TASK DETAILS:
Check the data underneath for lines holding the word "Does", and state only how many you find.

GIVEN INFORMATION:
PR #1097, opened 2023-09-06
xdg-utils: Properly quote flatpak command

jsparber:
`xdp_app_info_rewrite_commandline` has to respect `quote_escape` also when no commandline is given.

### DIFF
--- a/src/xdp-utils.c
+++ b/src/xdp-utils.c
@@ -397,8 +397,10 @@ xdp_app_info_rewrite_commandline (XdpAppInfo *app_info,
           for (i = 1; commandline[i]; i++)
             g_ptr_array_add (args, maybe_quote (commandline[i], quote_escape));
         }
-      else
+      else if (quote_escape)
         g_ptr_array_add (args, g_shell_quote (app_info->id));
+      else
+        g_ptr_array_add (args, g_strdup (app_info->id));
       g_ptr_array_add (args, NULL);
 
       return (char **)g_ptr_array_free (g_steal_pointer (&args), FALSE);


src/xdp-utils.c
```diff
@@ -397,8 +397,11 @@ xdp_app_info_rewrite_commandline (XdpAppInfo *app_info,
           for (i = 1; commandline[i]; i++)
             g_ptr_array_add (args, maybe_quote (commandline[i], quote_escape));
         }
-      else
+      else if (quote_escape) {
         g_ptr_array_add (args, g_shell_quote (app_info->id));
+      } else {
+        g_ptr_array_add (args, g_strdup (app_info->id));
+      }
```
GeorgesStavracas, line 404: Please follow the code style of the file. Curly braces are in their own lines

jsparber: fixed it.

smcv:
> xdp_app_info_rewrite_commandline has to respect quote_escape also when no commandline is given

This looks right as far as I can tell, but what bug are you fixing? It would be much easier to assess whether this is correct with either a comment here or an issue report that briefly describes: steps to reproduce; expected result; actual result.

jangernert:
I tried to build an run this to see if it fixes a bug I am hitting. But I failed to make it work. So here are my observations in hope it helps to further review the merge request:

- install [ashpd demo](https://flathub.org/apps/com.belmoussaoui.ashpd.demo) and open it
- in the background section enable "Auto Start" and press "Request"
- `.config/autostart/` will have the file `com.belmoussaoui.ashpd.demo.desktop`
- the app id is escaped in the exec line and won't work: `Exec=flatpak run ''\\''com.belmoussaoui.ashpd.demo'\\'''`
- go back to ashpd demo and fill in something into the "Command" entry and press "Request" again
- the autostart desktop file will change with the following exec line `Exec=flatpak run --command=test123 com.belmoussaoui.ashpd.demo`
- the app id is not escaped and the autostart will work

smcv:
> to see if it fixes a bug I am hitting

Please open an issue that describes the bug you are hitting (version of x-d-p / what you did / expected result / actual result), while using an unpatched xdg-desktop-portal (without this PR applied).

jangernert:
> > to see if it fixes a bug I am hitting
> 
> Please open an issue that describes the bug you are hitting (version of x-d-p / what you did / expected result / actual result), while using an unpatched xdg-desktop-portal (without this PR applied).

#1118

jsparber:
Sorry for not responding for the last few weeks.

@smcv  I didn't think this would fix an actual bug, i just noticed that the code path was wrong

@jangernert Does this fix issue #1118 for you?

jangernert:
> @jangernert Does this fix issue https://github.com/flatpak/xdg-desktop-portal/issues/1118 for you?

I wasn't  able to test it. I was able to build and run the branch. But all the portal requests kept failing. Even the ones not related to this MR. So I must have done something wrong.

jsparber:
> > @jangernert Does this fix issue #1118 for you?
> 
> I wasn't able to test it. I was able to build and run the branch. But all the portal requests kept failing. Even the ones not related to this MR. So I must have done something wrong.

I had the same problem initially adding a symlink `ln -s /usr/share/xdg-desktop-portal /usr/local/share/xdg-desktop-portal` after installing to the `/usr/local/` prefix solves the issue.  I'm not sure if this is the best solution but it makes it work

jangernert:
> I had the same problem initially adding a symlink ln -s /usr/share/xdg-desktop-portal /usr/local/share/xdg-desktop-portal after installing to the /usr/local/ prefix solves the issue. I'm not sure if this is the best solution but it makes it work for Fedora

That did the trick for me as well. And I can confirm: #1118 was fixed running this branch compared to the fedora package. Didn't test master without this MR, though. So take it with a tiny bit of salt.

GeorgesStavracas (approved):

COMPLETED TASK:
3